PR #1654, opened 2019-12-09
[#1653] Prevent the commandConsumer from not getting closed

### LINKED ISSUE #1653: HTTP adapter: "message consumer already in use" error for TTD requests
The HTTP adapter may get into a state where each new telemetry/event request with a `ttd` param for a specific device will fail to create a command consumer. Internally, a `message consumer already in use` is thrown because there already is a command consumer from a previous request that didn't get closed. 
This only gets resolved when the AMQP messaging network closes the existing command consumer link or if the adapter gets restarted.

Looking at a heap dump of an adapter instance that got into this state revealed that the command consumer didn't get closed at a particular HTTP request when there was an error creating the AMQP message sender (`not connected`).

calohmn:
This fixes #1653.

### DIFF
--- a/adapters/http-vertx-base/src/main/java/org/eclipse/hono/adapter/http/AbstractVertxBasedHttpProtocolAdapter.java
----------
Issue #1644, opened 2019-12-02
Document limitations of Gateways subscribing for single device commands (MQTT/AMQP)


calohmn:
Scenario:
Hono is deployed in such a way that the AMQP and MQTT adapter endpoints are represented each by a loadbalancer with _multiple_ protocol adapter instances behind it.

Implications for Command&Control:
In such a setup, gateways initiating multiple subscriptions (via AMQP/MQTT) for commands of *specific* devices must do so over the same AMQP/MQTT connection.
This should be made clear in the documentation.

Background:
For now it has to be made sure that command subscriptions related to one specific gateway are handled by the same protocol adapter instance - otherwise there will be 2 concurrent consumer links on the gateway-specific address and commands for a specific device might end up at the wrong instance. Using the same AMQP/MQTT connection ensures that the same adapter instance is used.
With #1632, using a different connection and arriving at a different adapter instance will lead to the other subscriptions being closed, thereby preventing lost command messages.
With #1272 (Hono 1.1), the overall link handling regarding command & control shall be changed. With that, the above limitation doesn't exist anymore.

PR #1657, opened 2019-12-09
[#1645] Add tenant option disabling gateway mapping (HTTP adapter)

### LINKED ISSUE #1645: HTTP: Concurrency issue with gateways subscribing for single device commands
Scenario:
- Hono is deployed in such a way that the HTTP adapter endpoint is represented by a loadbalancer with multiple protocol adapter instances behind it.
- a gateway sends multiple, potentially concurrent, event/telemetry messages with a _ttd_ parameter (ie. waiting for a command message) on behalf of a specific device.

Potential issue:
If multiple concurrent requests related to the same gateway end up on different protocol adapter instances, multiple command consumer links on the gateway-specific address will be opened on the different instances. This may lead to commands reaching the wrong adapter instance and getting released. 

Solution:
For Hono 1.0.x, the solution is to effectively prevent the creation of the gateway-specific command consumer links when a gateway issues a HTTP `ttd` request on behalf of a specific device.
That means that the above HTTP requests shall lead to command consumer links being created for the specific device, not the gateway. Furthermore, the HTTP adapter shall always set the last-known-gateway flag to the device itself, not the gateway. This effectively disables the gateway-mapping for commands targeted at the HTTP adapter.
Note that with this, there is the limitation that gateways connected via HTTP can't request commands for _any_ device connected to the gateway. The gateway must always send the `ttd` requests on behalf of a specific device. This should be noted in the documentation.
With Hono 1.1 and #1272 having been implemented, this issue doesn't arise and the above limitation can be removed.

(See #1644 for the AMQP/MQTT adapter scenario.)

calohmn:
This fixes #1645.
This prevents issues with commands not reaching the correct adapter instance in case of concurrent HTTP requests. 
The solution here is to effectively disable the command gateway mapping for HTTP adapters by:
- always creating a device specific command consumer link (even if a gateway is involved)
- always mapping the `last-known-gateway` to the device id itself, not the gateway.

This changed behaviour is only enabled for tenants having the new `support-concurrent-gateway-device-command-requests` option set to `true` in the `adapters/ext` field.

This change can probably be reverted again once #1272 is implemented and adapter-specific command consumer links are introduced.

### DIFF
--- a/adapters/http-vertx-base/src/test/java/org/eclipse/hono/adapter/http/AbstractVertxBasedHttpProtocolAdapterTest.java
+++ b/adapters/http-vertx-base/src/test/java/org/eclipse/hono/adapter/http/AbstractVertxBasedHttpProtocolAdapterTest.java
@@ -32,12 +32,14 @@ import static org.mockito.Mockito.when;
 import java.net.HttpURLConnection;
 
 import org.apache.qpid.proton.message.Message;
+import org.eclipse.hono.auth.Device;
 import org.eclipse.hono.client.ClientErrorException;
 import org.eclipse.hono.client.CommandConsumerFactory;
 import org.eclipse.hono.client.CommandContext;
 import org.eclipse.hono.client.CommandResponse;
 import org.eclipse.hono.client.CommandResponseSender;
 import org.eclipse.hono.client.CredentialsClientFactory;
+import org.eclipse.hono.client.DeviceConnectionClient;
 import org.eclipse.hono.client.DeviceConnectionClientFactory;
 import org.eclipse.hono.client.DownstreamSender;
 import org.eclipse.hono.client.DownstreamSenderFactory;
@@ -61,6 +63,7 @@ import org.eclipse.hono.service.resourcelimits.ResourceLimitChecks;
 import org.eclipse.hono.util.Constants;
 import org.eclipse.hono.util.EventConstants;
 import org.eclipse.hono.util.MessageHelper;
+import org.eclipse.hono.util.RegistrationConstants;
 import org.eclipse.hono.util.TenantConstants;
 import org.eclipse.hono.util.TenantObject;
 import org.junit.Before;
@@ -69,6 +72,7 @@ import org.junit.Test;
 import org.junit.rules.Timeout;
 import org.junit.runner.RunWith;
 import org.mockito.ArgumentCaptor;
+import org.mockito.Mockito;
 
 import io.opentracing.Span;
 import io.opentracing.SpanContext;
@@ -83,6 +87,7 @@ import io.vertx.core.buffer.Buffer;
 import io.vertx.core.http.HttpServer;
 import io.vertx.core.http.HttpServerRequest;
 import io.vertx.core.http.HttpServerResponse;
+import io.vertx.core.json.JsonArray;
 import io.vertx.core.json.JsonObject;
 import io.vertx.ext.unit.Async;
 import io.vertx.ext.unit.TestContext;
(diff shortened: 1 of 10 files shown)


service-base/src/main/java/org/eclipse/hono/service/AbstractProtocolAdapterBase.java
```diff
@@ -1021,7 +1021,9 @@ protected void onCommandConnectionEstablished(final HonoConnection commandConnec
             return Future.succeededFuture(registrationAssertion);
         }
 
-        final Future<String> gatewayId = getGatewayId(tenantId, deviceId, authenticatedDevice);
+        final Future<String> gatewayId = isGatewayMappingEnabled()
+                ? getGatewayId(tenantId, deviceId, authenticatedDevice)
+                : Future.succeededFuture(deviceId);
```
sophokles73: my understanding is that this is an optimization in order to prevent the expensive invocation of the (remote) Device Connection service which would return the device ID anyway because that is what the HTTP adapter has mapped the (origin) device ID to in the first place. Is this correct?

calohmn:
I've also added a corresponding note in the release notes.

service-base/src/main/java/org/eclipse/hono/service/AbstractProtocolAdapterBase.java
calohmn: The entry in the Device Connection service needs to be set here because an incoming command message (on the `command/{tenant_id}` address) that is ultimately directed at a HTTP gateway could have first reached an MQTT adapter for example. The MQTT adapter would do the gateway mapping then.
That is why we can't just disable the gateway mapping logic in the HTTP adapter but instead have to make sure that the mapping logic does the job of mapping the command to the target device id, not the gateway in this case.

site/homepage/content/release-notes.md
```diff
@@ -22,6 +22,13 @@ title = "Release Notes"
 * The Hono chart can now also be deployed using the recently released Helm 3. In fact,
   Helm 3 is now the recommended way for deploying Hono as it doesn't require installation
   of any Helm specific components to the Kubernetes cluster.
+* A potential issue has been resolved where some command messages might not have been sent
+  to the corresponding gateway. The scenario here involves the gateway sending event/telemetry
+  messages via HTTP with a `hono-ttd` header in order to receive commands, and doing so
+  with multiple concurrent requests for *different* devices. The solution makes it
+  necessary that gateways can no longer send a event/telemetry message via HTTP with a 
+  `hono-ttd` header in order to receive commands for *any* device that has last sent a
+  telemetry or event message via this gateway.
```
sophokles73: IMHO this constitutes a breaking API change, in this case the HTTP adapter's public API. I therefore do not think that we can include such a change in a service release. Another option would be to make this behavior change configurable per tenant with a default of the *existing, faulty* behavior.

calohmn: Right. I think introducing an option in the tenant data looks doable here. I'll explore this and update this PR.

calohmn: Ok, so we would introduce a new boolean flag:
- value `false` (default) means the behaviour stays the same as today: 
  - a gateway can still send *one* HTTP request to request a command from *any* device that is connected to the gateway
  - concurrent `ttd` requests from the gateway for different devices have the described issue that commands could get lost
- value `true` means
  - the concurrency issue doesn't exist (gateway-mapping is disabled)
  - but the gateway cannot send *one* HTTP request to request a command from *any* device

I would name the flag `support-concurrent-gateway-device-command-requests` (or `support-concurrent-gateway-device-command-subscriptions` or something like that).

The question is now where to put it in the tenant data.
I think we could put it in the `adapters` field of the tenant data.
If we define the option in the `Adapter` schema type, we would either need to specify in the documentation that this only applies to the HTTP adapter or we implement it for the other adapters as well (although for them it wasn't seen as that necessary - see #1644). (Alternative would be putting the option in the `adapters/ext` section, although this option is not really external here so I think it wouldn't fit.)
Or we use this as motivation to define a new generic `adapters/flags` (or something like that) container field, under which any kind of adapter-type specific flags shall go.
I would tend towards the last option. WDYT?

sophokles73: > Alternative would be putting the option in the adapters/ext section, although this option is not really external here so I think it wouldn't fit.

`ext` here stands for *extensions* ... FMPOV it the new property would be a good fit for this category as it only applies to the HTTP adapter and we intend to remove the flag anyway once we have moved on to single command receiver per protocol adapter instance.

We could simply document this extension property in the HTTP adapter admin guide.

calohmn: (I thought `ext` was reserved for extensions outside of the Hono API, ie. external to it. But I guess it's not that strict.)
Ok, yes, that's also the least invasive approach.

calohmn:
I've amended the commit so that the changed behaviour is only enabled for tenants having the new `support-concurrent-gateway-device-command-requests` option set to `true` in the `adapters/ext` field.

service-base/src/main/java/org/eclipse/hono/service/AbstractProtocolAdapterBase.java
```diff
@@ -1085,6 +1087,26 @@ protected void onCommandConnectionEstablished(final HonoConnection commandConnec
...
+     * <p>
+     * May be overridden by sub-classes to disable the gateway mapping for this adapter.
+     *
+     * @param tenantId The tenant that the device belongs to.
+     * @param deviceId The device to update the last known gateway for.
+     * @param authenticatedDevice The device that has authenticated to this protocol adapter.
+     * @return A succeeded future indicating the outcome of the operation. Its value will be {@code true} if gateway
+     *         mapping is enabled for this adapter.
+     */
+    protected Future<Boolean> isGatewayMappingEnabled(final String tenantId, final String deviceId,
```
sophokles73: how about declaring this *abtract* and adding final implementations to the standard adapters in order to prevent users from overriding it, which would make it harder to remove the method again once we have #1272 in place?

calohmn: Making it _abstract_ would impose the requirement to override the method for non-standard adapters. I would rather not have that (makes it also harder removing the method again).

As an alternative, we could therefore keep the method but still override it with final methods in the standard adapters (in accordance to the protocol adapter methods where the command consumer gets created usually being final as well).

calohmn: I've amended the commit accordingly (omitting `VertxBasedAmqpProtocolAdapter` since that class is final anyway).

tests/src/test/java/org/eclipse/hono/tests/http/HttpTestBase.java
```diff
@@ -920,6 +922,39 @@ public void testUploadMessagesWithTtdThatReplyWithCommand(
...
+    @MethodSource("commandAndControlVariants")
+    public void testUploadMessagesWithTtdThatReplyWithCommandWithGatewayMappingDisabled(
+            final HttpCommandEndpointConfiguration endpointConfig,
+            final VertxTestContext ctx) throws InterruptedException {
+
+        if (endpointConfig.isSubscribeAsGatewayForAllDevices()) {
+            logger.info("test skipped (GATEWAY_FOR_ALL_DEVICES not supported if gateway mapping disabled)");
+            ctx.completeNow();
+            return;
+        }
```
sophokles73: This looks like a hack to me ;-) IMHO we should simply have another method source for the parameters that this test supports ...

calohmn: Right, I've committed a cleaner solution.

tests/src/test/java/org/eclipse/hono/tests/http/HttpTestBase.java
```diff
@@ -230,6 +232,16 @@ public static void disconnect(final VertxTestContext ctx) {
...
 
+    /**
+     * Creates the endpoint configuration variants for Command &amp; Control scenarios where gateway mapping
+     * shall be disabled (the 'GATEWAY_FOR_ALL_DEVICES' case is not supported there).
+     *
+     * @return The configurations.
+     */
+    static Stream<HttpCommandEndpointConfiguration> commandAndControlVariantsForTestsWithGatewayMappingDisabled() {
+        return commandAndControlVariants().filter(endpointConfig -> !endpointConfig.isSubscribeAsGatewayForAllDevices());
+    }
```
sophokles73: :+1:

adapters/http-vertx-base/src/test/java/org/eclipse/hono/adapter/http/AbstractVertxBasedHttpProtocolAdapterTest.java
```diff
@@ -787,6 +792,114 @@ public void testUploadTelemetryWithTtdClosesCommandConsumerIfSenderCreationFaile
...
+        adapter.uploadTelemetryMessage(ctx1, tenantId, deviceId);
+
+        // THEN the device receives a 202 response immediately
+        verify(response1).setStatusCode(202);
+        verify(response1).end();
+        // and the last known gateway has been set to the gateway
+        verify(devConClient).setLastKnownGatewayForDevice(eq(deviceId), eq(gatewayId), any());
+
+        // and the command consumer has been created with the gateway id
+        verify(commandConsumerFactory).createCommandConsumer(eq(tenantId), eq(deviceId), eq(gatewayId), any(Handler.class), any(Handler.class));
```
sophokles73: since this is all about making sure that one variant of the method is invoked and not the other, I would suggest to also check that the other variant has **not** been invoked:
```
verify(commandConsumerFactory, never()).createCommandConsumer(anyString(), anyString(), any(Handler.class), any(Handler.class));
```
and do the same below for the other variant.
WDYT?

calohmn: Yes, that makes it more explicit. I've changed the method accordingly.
----------
## [THE TASK]
The answer must consist of every line in the records above that contains the word "verify".

## [RESULT FOR THIS TASK]
+        verify(response1).setStatusCode(202);
+        verify(response1).end();
+        verify(devConClient).setLastKnownGatewayForDevice(eq(deviceId), eq(gatewayId), any());
+        verify(commandConsumerFactory).createCommandConsumer(eq(tenantId), eq(deviceId), eq(gatewayId), any(Handler.class), any(Handler.class));
verify(commandConsumerFactory, never()).createCommandConsumer(anyString(), anyString(), any(Handler.class), any(Handler.class));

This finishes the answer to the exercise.